RECORDS TO PROCESS section start
PR #244421, opened 2026-01-19
[IMP] core, *: fields.Binary return BinaryValue

kmagusiak:
A new class `BinaryValue` represents lazily loaded binary objects. It is
a subclass of `collections.abc.Buffer`. We use it as the cache and
record format of Binary fields. It allows to handle them while delaying
loading of the contents in the memory. At the same time, the loaded
contents are in the raw format which is 33% smaller than base64-encoded
binary values we were storing in cache and that encoding does not have
to be done anymore on the ORM side. We encode in base64 only for RPC
communications.

... see commit message for details, here are some examples:

```py
bin = fields.Binary()

# reading
assert isinstance(record.bin, BinaryValue)  # always
if record.bin:  # empty data is falsy
  record.bin.contents  # bytes
  record.bin.decode()  # like bytes.decode()
  record.bin.to_base64()  # base64 str
  with record.bin.open() as f:
    r.read()  # just like any io
  record.bin.mimetype  # helper to get the mimetype
  record.bin.size  # not len, because we don't want to load contents in memory for bool testing

# buffer interface, the following work
bytes(record.bin)
memoryview(record.bin)
io.BytesIO(record.bin)
hashlib.sha256(record.bin)

# writing
record.bin = "AAAA"  # base64 string from RPC
# wrapped explicitely because we don't know if a bytes argument was base64 encoded or not
record.bin = BinaryBytes(b'hello world')
# this still works: lot of usages and we know it is raw
attachment.raw = b'hello'

# bin_size only if you call read() - just like today
record.with_context(bin_size=True).read(['bin'])  # human readable size
record.with_context(bin_size=False).read(['bin'])  # same as record.bin.to_base64()
```

A lot of encoding/decoding of base64 can be removed saving data copy and memory. As a next step, we will remove *datas* field.

odoo/enterprise#104714
odoo/documentation#16093
task-4251301

Next PR to remove `datas`: https://github.com/odoo/odoo/pull/245916

---


odoo/orm/fields_binary.py
```diff
@@ -293,6 +234,8 @@ class Image(Binary):
     def setup(self, model):
         super().setup(model)
         if not model._abstract and not model._log_access:
+            # XXX whyyyyy? 25c6c15a06e859370d86c561068e7246effe0e6e
```
kmagusiak: Weird stuff: why we must have log access for images?

addons/l10n_sa_edi/models/account_journal.py
```diff
@@ -30,6 +30,7 @@
 
 # This SANDBOX_AUTH is only used for testing purposes, and is shared to all users of the sandbox environment
 SANDBOX_AUTH = {
+    # the security token has a double base64 encoding
```
kmagusiak, line 34: l10n: seems strange, but possibly correct

odoo/orm/fields_binary.py
```diff
@@ -56,141 +52,81 @@ def _description_sortable(self, env):
...
+        if not value:
+            return None
+        if isinstance(value, BinaryValue):
+            return value
+        if isinstance(value, str):
+            # a string may come from RPC, it is base64 encoded
+            decoded_value = base64.b64decode(value, validate=validate)
+            # heuristic to detect if it is probably a base64 and not just text
+            if not all(len(s) > 70 or i == 0 for i, s in enumerate(reversed(value.split()))):
+                _logger.warning("%s: str passed to binary does not look like base64", self)
```
HydrionBurst: maybe also log the `record` to help fix the database when necessary

odoo/tools/binary.py
```diff
@@ -0,0 +1,169 @@
...
+
+class BinaryFile(BinaryValue):
+    """Lazy loaded file."""
+    __slots__ = ('__content', '__file', '__mimetype')
+
+    def __init__(self, file: io.FileIO):
+        # __content is None <=> the file is open
+        self.__content: bytes | None = None
+        self.__file = file
+        assert file.mode == 'rb' and not file.closed and file.seekable(), "file needs to be opened in 'rb' mode"
```
HydrionBurst: Since we lazily close the file, is it possible to reach the maximum file descriptor limit for a process?

What is the best practice for it?

kmagusiak: Instead of `mapped('raw')` on thousands of files iterate and either invalidate or read them.
Although, I have not really found such use cases.

odoo/orm/fields_binary.py
kmagusiak: The record is not necessarily the one on which we assign (for example in create). The record is here just to be able to get the environment. We already log the model.

odoo/tools/binary.py
HydrionBurst: Could you try this?

```py
for attachment in attachments:
    attachment.raw.content
```
when we have the cache miss for the first attachment, I think the ORM will compute the `raw` field for all `attachments` and there might be many not closed `BinaryFile.__file` in the cache

kmagusiak: I have `ulimit` set to unlimited.
Here I open them all and `ls /proc/265138/fd -l | grep filestore | wc -l` gives 198 open files.
`atts = env['ir.attachment'].search([('id', '>', 0)]).mapped('raw')`

The question is whether we want starting to load such files in the memory if we do nothing with them just to close file descriptors. If this is really an issue, we can have a global semaphore for number of lazy files open: if we cannot get the semaphore, we read the file into memory and close the descriptor.

HydrionBurst:
```py
for attachment in attachments:
    content = attachment.raw.content
    ... # any business logic to content
```

It is an example, it is not `do nothing`, we could do anything. The problem is after CacheMiss of the `attachments[0].raw` the batched `IrAttachment._compute_raw` "prefetches" files and fills not closed `BinaryFile` in the cache for all e.g 1000 `attachments`
To avoid that I think we may need to override `_to_prefetch` for binary attachment fields

odoo/addons/base/models/ir_attachment.py
```diff
@@ -60,6 +63,31 @@ def condition_values(model, field_name, domain):
     return None
 
 
+class BinaryValueAttachment(BinaryValue):
+    __slots__ = ('__attachment',)
+
+    def __init__(self, attachment: IrAttachment):
+        assert attachment.env.su and attachment._name == 'ir.attachment' and len(attachment) == 1
+        self.__attachment = attachment
```
HydrionBurst: not against the current code
TBD: we may or may not want
`self.__attachment = attachment.browse(attachment.id)`
to drop `_prefetch_ids`

odoo/orm/fields_binary.py
```diff
@@ -56,141 +52,81 @@ def _description_sortable(self, env):
...
+        if cache_value is not None:
+            assert isinstance(cache_value, BinaryValue), f"{self}: unexpected type {type(cache_value)}"
+            cache_value.size  # check if exists and raise if we have issues
+        return super()._update_cache(records, cache_value, dirty)
 
     def convert_to_record(self, value, record):
-        if isinstance(value, _BINARY):
-            return bytes(value)
-        return False if value is None else value
+        return value or BinaryValue.from_bytes(b'')
```
HydrionBurst: ~~I am thinking if we should `value.content` (and change them to cached_property) to freeze the binary value for `BinaryValueAttachment` when `convert_to_record`~~
Maybe no since we don't want to read the binary in many cases.
But the below code seems wired to me 
```py
data = record.binary_attachment_field
record.binary_attachment_field = b'new_value'
print(data.content) # 'new_value' ? what if the old value is b'' ?

data = record.binary_not_attachment_field
record.binary_not_attachment_field = b'new_value'
print(data.content) # `old_value` ?
```

kmagusiak: Indeed. The ugly case is if you had a binary attachment field that is set, and you update the value, you get the new value. This is to avoid getting the raw value as much as possible.

odoo/addons/base/models/ir_attachment.py
kmagusiak: I'd rather not because if you accessed attachments in batch, you will probably read them in batch as well.
PS: to drop prefetch `attachment.with_prefetch()`.

odoo/tools/binary.py
kmagusiak: Prefetch works for records, not really for fields, here the function is only when reading through the `__get__` method. A semaphore is nicer because it is a global limit on the process and the system is on the process.

odoo/tools/binary.py
```diff
@@ -0,0 +1,169 @@
...
+        :param path: path to the file
+        :param filter_ext: passed to `file_open` function
+        :param reader: if set, use it instead of opening; path must match the name
+        :raise OSError: if the file cannot be opened
+        """
+        if reader is None:
+            reader = file_open(path, 'rb', filter_ext=filter_ext)
+        else:
+            assert reader.name == path, "reader.name must match the path"
+        return BinaryFile(reader)
```
HydrionBurst: I don't check all use cases but maybe I am wrong.

Why `BinaryFile` cannot directly store the file name?
So that we lazily get the file descriptor and close the file after use.
If there is no security issue, can we pass the open function (default=open_file) as the parameter to gain flexibility?

Or for `io.FileIO`, we could leave the `close` to developer.
I think in python using `with open` may seems more inconvenient but it is very pythonic and explicitly prevents the leak.

odoo/tools/binary.py
```diff
@@ -0,0 +1,169 @@
...
+        return os.fstat(self.__file.fileno()).st_size
+
+    @property
+    def local_path(self):
+        return self.__file.name
+
+    def close(self):
+        self.__file.close()
+
+    def __del__(self):
```
HydrionBurst: Logicially correct.
I am just curious if it is necessary 🤔 

I think `FileIO` is only referenced by one `BinaryFile`
then if the `BinaryFile` can be garbage collected, the `FileIO` can also be garbage collected, and the python should close the file automatically.
if the same `FileIO` is also used somewhere else, the unpredictable `closed` makes it hard to use

odoo/orm/fields_binary.py
```diff
@@ -56,141 +52,81 @@ def _description_sortable(self, env):
...
-        except binascii.Error:
-            decoded_value = value
         # Detect if the binary content is an SVG for restricting its upload
-        # only to system users.
-        if validate and decoded_value[:1] == b'<':  # XML tag opening
+        # only to system users. Check plaintext XML tag opening.
+        if validate and value[:1] == b'<':
             # Full mimetype detection
-            if (guess_mimetype(decoded_value).startswith('image/svg') and
+            if ('image/svg' in data.mimetype and
```
Julien00859: why `in` and not `startswith` like before?

odoo/orm/fields_binary.py
Julien00859: Isn't `b64decode(validate=True)` doing the job already?

Julien00859: I had a look at cpython's code, `validate=True` is implemented in C, IMO we should always validate.
```c
        // this code is always executed
        unsigned char v = table_a2b_base64[this_ch];
        if (v >= 64) {
            // strict_mode is validate
            if (strict_mode && !ignorechar(this_ch, ignorechars)) {
                state = get_binascii_state(module);
                if (state) {
                    PyErr_SetString(state->Error, "Only base64 data is allowed");
                }
                goto error_end;
            }
            continue;
        }
```

odoo/orm/fields_binary.py
```diff
@@ -56,141 +52,81 @@ def _description_sortable(self, env):
...
+            # heuristic to detect if it is probably a base64 and not just text
+            if not all(len(s) > 70 or i == 0 for i, s in enumerate(reversed(value.split()))):
+                _logger.warning("%s: str passed to binary does not look like base64", self)
+            return BinaryValue.from_bytes(decoded_value)
+        # Error needed because we used to write base64 encoded data and we
+        # cannot distinguish whether bytes are encoded or not in base64.
+        if isinstance(value, bytes) and (self.related_field or self).name == 'raw':
+            # Exception for the raw field, we know bytes are raw.
+            return BinaryValue.from_bytes(value)
+        raise TypeError(f'{self}: use BinaryValue instead of {value.__class__.__name__}')
```
Julien00859, line 84: nit
```suggestion
        raise TypeError(f'{self}: use BinaryValue instead of {type(value).__name__}')
```

odoo/tools/binary.py
```diff
@@ -0,0 +1,169 @@
...
+import io
+import os
+from collections.abc import Buffer
+
+from .misc import file_open
+
+__all__ = ['BinaryValue']
+
+
+class BinaryValue(Buffer):
```
Julien00859, line 8: add a comment to make it explicit that this class is abstract

odoo/tools/binary.py
Julien00859: I wouldn't do anything just yet regarding the file descriptors

odoo/addons/base/models/avatar_mixin.py
```diff
@@ -61,8 +59,8 @@ def _compute_avatar_128(self):
 
     def _avatar_generate_svg(self):
         initial = html_escape(self[self._avatar_name_field][0].upper())
-        bgcolor = get_random_ui_color_from_seed(self[self._avatar_name_field] + str(self.create_date.timestamp() if self.create_date else ""))
-        return b64encode((
+        bgcolor = get_random_ui_color_from_seed(f"{self[self._avatar_name_field]}{self.create_date.timestamp() if self.create_date else ""}".encode())
```
Julien00859: Don't mix single quote and double quote in f-strings, this is only supported by a quite recent python
```suggestion
        bgcolor = get_random_ui_color_from_seed(f'{self[self._avatar_name_field]}{self.create_date.timestamp() if self.create_date else ""}'.encode())
```

odoo/addons/base/models/ir_actions.py
```diff
@@ -132,6 +132,7 @@ def _get_eval_context(self, action=None):
             'float_compare': float_compare,
             'b64encode': base64.b64encode,
             'b64decode': base64.b64decode,
+            'BinaryValue': BinaryValue,
```
Julien00859: I'm pretty confident we don't want to give access to `BinaryValue.from_file` inside safe-eval.
cc @odoo/rd-security

odoo/addons/base/models/ir_attachment.py
```diff
@@ -253,16 +281,13 @@ def _gc_file_store_unsafe(self):
...
-            for attach in self:
-                attach.datas = human_size(attach.file_size)
-            return
-
         for attach in self:
-            attach.datas = base64.b64encode(attach.raw or b'')
+            value = attach.raw
+            if value:
+                value = BinaryValue.from_bytes(base64.b64encode(value))
+            attach.datas = value
```
Julien00859, line 267: I am uneasy `datas` is an object with a `to_base64()` method, when it actually is base64 already. But this might be gone in the next commit...

odoo/addons/base/models/ir_model.py
```diff
@@ -40,6 +40,7 @@
 
 # base environment for doing a safe_eval
 SAFE_EVAL_BASE = {
+    'BinaryValue': BinaryValue,
```
Julien00859: my above comment about `BinaryValue` and safe-eval. cc @odoo/rd-security

odoo/tools/binary.py
kmagusiak: When we return a BinaryValue, we don't expect devs to close them (these are just values from their point of view).

We could store the file name and open as necessary in most cases. Except ir.attachment has `_file_read` which needs to open there the file. It wouldn't guarantee that the file is not deleted in the meantime, but that might be fine.

Actually, I find it a neat idea to try. Tradeoffs :)

odoo/tools/binary.py
kmagusiak: Not strictly necessary, I just wanted it to be explicit.

odoo/addons/base/models/ir_attachment.py
```diff
@@ -60,6 +63,31 @@ def condition_values(model, field_name, domain):
     return None
 
 
+class BinaryValueAttachment(BinaryValue):
+    __slots__ = ('__attachment',)
+
+    def __init__(self, attachment: IrAttachment):
+        assert attachment.env.su and attachment._name == 'ir.attachment' and len(attachment) == 1
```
RECORDS TO PROCESS section end
*TASK BRIEF*. Your task is to copy each line of the listing that holds the word "like".

*RESULT OF THE EXERCISE*.
  record.bin.decode()  # like bytes.decode()
    r.read()  # just like any io
# bin_size only if you call read() - just like today
+                _logger.warning("%s: str passed to binary does not look like base64", self)
Julien00859: why `in` and not `startswith` like before?
+                _logger.warning("%s: str passed to binary does not look like base64", self)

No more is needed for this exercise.